_EXERCISE_. Starting with the line that contains "fix(dump): remove recursion" and stopping after the line that contains "--- a/packages/cli/src/commands/org/search/dump.ts", copy the entries below exactly. Include nothing else.

_RECORDED DATA_.
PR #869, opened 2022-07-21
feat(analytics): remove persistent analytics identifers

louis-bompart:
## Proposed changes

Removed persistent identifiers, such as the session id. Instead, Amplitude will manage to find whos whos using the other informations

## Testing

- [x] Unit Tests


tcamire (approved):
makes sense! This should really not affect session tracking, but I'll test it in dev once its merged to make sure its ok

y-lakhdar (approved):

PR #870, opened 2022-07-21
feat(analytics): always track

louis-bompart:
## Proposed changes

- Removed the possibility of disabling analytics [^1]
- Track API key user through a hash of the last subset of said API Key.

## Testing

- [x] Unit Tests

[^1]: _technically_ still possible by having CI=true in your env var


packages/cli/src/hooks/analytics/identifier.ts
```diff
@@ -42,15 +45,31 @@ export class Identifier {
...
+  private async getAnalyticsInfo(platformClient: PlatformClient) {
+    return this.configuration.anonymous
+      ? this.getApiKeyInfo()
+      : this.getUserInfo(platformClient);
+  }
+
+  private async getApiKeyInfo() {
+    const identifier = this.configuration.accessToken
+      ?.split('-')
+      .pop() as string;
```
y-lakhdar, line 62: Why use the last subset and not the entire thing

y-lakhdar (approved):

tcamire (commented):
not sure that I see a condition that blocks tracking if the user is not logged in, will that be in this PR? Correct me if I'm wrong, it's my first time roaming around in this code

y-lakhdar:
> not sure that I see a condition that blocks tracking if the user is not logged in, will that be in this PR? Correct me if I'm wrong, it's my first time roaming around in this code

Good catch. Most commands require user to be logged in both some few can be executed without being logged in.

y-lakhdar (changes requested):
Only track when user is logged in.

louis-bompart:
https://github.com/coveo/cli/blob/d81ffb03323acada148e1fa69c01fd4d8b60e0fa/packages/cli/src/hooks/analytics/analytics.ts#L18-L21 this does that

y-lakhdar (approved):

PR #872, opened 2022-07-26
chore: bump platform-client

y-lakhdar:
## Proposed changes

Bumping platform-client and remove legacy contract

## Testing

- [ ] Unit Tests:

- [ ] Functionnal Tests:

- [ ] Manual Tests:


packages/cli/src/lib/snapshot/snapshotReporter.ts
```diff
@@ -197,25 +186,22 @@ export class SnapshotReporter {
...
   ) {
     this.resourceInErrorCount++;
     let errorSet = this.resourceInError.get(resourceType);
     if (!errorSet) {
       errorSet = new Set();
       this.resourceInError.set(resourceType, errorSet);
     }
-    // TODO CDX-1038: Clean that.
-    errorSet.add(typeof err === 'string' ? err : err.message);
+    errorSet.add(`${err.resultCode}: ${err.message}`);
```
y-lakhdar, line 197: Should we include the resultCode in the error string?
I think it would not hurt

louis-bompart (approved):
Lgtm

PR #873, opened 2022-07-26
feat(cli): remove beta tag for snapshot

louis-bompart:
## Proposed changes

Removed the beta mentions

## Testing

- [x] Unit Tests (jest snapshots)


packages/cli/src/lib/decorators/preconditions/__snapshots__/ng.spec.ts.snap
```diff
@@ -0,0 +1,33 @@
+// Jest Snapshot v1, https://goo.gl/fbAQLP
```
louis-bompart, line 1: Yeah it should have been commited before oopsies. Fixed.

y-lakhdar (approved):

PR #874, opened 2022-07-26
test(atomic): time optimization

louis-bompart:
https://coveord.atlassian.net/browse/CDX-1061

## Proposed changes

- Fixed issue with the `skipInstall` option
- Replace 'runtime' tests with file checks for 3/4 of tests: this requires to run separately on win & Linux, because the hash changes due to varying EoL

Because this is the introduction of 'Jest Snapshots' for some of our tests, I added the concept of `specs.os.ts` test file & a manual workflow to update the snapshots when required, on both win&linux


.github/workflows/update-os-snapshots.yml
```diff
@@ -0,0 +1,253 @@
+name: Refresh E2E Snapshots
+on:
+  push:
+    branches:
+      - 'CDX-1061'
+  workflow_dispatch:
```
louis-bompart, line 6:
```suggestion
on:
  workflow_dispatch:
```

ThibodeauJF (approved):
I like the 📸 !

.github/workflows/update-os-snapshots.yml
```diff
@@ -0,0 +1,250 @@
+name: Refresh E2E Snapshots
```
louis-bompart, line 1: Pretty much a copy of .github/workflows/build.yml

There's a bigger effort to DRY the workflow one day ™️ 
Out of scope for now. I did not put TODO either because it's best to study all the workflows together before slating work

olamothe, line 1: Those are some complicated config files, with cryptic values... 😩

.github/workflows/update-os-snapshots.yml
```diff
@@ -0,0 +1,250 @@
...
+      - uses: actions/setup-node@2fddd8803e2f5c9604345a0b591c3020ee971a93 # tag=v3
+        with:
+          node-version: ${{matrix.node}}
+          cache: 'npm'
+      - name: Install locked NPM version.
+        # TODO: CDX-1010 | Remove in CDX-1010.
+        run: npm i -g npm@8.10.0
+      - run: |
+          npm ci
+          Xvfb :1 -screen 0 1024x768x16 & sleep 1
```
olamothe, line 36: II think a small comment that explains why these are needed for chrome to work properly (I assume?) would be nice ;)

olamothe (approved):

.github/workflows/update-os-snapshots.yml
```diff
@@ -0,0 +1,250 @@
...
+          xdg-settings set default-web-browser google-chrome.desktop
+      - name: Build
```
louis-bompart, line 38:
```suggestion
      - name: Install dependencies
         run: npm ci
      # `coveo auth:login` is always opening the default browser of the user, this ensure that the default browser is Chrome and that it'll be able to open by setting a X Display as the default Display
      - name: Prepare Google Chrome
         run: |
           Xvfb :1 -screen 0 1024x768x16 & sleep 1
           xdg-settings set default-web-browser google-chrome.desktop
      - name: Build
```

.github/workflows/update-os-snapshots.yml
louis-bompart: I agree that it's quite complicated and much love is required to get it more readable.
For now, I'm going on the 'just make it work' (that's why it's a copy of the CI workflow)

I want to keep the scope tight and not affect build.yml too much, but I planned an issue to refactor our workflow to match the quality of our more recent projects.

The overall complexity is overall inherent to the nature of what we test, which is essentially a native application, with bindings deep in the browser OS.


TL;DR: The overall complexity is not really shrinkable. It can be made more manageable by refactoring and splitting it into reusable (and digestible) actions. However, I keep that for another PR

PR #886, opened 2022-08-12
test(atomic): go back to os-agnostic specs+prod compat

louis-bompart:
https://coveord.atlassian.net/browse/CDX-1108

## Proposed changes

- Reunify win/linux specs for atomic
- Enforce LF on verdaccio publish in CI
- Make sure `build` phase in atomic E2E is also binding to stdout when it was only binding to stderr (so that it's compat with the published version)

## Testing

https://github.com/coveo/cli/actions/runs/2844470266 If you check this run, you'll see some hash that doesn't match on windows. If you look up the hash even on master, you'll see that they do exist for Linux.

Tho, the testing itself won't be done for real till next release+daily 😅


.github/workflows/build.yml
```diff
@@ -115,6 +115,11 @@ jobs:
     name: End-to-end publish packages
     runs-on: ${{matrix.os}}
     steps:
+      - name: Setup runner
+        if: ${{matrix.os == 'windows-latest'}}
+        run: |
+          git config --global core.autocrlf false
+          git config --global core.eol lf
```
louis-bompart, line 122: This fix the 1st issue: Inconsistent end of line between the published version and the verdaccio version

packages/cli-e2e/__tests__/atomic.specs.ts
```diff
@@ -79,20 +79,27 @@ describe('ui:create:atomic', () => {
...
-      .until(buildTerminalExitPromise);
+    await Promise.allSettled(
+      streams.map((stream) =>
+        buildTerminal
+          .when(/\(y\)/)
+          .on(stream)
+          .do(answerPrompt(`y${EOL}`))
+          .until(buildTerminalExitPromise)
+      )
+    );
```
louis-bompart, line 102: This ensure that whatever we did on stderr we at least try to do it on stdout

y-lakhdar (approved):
==
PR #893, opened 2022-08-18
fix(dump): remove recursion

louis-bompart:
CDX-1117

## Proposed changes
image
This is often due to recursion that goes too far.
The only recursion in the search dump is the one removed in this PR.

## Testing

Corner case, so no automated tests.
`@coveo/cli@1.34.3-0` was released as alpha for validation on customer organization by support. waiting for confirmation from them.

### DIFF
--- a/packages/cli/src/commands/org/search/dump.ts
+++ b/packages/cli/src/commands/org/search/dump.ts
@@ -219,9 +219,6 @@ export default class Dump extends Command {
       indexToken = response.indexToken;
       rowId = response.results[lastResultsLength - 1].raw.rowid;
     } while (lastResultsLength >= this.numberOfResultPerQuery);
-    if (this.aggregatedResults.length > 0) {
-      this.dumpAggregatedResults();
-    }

_SOLUTION TO THE PROBLEM_.
fix(dump): remove recursion

louis-bompart:
CDX-1117

## Proposed changes
image
This is often due to recursion that goes too far.
The only recursion in the search dump is the one removed in this PR.

## Testing

Corner case, so no automated tests.
`@coveo/cli@1.34.3-0` was released as alpha for validation on customer organization by support. waiting for confirmation from them.

### DIFF
--- a/packages/cli/src/commands/org/search/dump.ts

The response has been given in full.